PR #2943, opened 2015-03-11
[WIP] Initial commit to use the capabilities api for better UX

rullzer:
* Make use of available information to give a better UX
  * Ask for password if required
  * If password/expire date are enforced make sure it is like that

Currently I use https://github.com/owncloud/core/pull/13964 as a basis. But due to the new class it should not be to
hard to change until that PR is stable and merged.

-----

Once https://github.com/owncloud/core/pull/13964 is merged (be it with some changes) and the API is stable this can be merged. For now this PR is just to keep track of the work.

### DIFF
--- a/src/gui/sharedialog.cpp
+++ b/src/gui/sharedialog.cpp
@@ -25,6 +25,7 @@
 #include <QBuffer>
 #include <QFileIconProvider>
 #include <QClipboard>
+#include <QInputDialog>
 
 namespace {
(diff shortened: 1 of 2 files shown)


ogoffart:
We already have the capabilities in Account::capabilities.  Or is that not the same?

rullzer:
Yes it is the same... this was just an abstraction.
Let me see tomorrow if I reuse this or create a new PR...

PR #2966, opened 2015-03-16
Only show share dialog if we are connectedt

rullzer:
Thanks to the lousy wifi connection at the airport I stumbled upon this.

We only want to show the share dialog once we are connected. Easy fix.


rullzer:
@ckamm thanks for the hint. Did not look into it that deep yet. Fixed now.

ckamm:
Manually fixed and merged into 1.8.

Task requirements >> Every entry shown above should be written out again without a single difference.

Response area >>
PR #2943, opened 2015-03-11
[WIP] Initial commit to use the capabilities api for better UX

rullzer:
* Make use of available information to give a better UX
  * Ask for password if required
  * If password/expire date are enforced make sure it is like that

Currently I use https://github.com/owncloud/core/pull/13964 as a basis. But due to the new class it should not be to
hard to change until that PR is stable and merged.

-----

Once https://github.com/owncloud/core/pull/13964 is merged (be it with some changes) and the API is stable this can be merged. For now this PR is just to keep track of the work.

### DIFF
--- a/src/gui/sharedialog.cpp
+++ b/src/gui/sharedialog.cpp
@@ -25,6 +25,7 @@
 #include <QBuffer>
 #include <QFileIconProvider>
 #include <QClipboard>
+#include <QInputDialog>
 
 namespace {
(diff shortened: 1 of 2 files shown)


ogoffart:
We already have the capabilities in Account::capabilities.  Or is that not the same?

rullzer:
Yes it is the same... this was just an abstraction.
Let me see tomorrow if I reuse this or create a new PR...

PR #2966, opened 2015-03-16
Only show share dialog if we are connectedt

rullzer:
Thanks to the lousy wifi connection at the airport I stumbled upon this.

We only want to show the share dialog once we are connected. Easy fix.


rullzer:
@ckamm thanks for the hint. Did not look into it that deep yet. Fixed now.

ckamm:
Manually fixed and merged into 1.8.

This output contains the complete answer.